▸ **REQUIRED WORK**
In the data below, find every line that has the string "config", and copy it.

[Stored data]

PR #535, opened 2023-11-30
hop node config abstractions

miguelmota:
- moves some hop node config to core
- reads as much as possible from core
- removes `as any` 

changes should be pretty straightforward, but let me know if you see any logic errors


shanefontaine (approved):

▸ **EXERCISE ANSWER**
hop node config abstractions
- moves some hop node config to core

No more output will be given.